82 entry daha
  • türk edebiyatında eşine az rastlanır bir hayvan karakter.

    --- spoiler ---

    derviş, acıbadem'deki köşk'ün sahibi sani bey'in atıdır ve "evin mühim şahsiyetlerinden"dir. anlatıcının büyük dayısına* göre "bu tek araba atı, attan insana doğru tekâmülün* yarı yolunda -yani bir at uzviyeti* içinde mahpus insan psikolojisiyle- kaldığı için çok mustaripti.

    insan sohbetine bayılır, insandan uzak kaldıkça mahzunlaşırdı. evin bütün işleri onun yanında görülürdü. yazın aşçı sebzeleri bahçede onun olduğu yerde ayıklar, tavukları orada yolar, bir iş için giderse bu yolunmuş tavukları ona emanet eder, evin hanımları onun yanında dikişlerini diker, misafirler orada kabul edilir, evin biricik oğlu raci, tıbbiye imtihanlarına onunla beraber çalışırdı."

    anlatıcının ise belli başlı dostuydu. akşama kadar onun yanında kalırdı. sonra yengesinin yarım baş ağrıları başladığı zaman yukarıya odalardan birine çıkar, evin o saatlerde büründüğü o garip sessizlik içinde büyük, ağır gölgeli, bazan derinliklerine karacaahmet serviliklerinden sızan akşamların tortulandığı aynalara bakarak kendisine masallar uydururdu.

    aşağıdan arasıra derviş onu hatırlar, tatlı tatlı kişner, o yukarıdan bu dostluğun hatırasıyla zengin, kendini sonu bu aynalardan birinin içinde kaybolmaya benzeyen hulyalara bırakırdı.

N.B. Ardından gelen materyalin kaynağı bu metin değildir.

PR #580, opened 2023-03-13
BugFix: refpts=None in get_lifetime

swhite2401:
PR #577 introduced a bug when `refpts=None`, this PR fixes this issue

### DIFF
--- a/pyat/at/acceptance/touschek.py
+++ b/pyat/at/acceptance/touschek.py
@@ -150,8 +150,9 @@ def get_lifetime(ring, emity, bunch_curr, emitx=None, sigs=None, sigp=None,
 
     mask = [ring[r].Length > 0.0 for r in refpts]
     if not numpy.all(mask):
-        warnings.warn(AtWarning('zero-length elements removed '
-                                'from lifetime calculation'))
+        zerolength_warning = ('zero-length elements removed '
+                              'from lifetime calculation')
+        warnings.warn(AtWarning(zerolength_warning))
     refpts = refpts[mask]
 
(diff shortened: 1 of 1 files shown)


swhite2401:
@oscarxblanco sorry I overlooked the case where `refpts=None` in the previous PR, this one should fix the issue.

oscarxblanco (approved):
I have checked the call to get_uint32_index(at.All, endpoint=False) and it seems to work as expected for a given ring with 4043 elements
```
>>> len(ring)
4043
>>> ring.get_uint32_index(at.All, endpoint=False)
array([   0,    1,    2, ..., 4040, 4041, 4042], dtype=uint32)
>>> ring.get_uint32_index(at.All)
array([   0,    1,    2, ..., 4041, 4042, 4043], dtype=uint32)
```

When executing a test example, both options, with or w/o refpts work emit the expected warning message refering to zero-length elements in the index list. This is normal behavior.

I was not able to finish the whole momentum aperture calculation due to some segmentation fault. But this seems to be not related to the indexing problem.

swhite2401:
Ok so I propose to merge this as it fixes an obvious bug, on the other hand it would be good to understand this segmentation fault, I you have more details could you report it as a separate issue (it is most likely originating from the c part of the code).

I usually never run LT calculation for the full lattice but rather on a subset of elements (typically magnets) so it is well possible that for very heavy computations some problems have passed through the various validations.

oscarxblanco:
@swhite2401 ok, I will report the segmentation fault in another issue.

From my side, this fix could be merged.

    1911 senelerinde, raci tıbbıye'nin dördüncü sınıf imtihanlarını verince sani bey, ona bir bisiklet satın almıştı. uzun süre bisiklete karşı kayıtsız kalan sani bey, bir gün anlatıcının babasına: "bu bisiklet denen şey mükemmel icat, hayri bey mükemmel icat! yalnız bir eksiği var, yağmurda, güneşte insan açıkta kalıyor, bir de kolları ve bacaklarıyla çok yoruluyor... bunu tadil etmek lazım!" dedi. zaten "o günden itibaren evin hayatı değişti." araba ve at mezada gönderildi; kaça satıldığını hiç öğrenemediler. "fakat ortalıktan çekildiler!" "sani bey karısına: "gelecek sene sizi kendi yaptığım bisikletle gezdireceğim. merak etmeyin." diyordu.

    herkes derviş'ten ayrıldığına mahzundu." sani bey, sözünü tutup "tekerlekleri biraz içeriye girmiş bir kupa arabası" yapmıştı ama "dört kişilik bisiklet" çok yorucuydu. bir akşam yemekte "bu yorgunluktan kurtulmak için kendi vücudumuz yerine, yani onu yormamak için öne bir at taksak nasıl olur?" teklifi karşısında herkes şaşkına dönmüştü. karısının "iyi ama, beyciğim, o zaman cânım atlı arabanın ne kabahati vardı?" sözü sani bey'in emeğinin yok sayılmasını, başarılı olmadığını sanmaları anlamına geliyordu ve bu, onu çileden çıkarıyordu. fakat karısı, sani bey'i "teskin etmek çarelerini" herkesten iyi bildiğinden ona: "bey, dedi. at için üzülüyorsan hiç merak etme. ben derviş'i sattırmadım..." dedi. sani bey, emir verdiği hâlde sattırılmadığı için "tekrar bir hayret tecrübesi geçirdi." derviş'i, köşk'ün üst katında saklamışlardı.

    anlatıcı birdenbire her şeyi anlamıştı: " bütün o komşulardan geliyor sandığı kişnemeler, evi saran gübre kokusu, akşamları onu o kadar korkutan üst katın pencerelerinden gördüğü hayalet çehre... dayısıyla da beraber hep birden yukarıya fırladıklarında derviş, onları sevinçle kabul etmişti.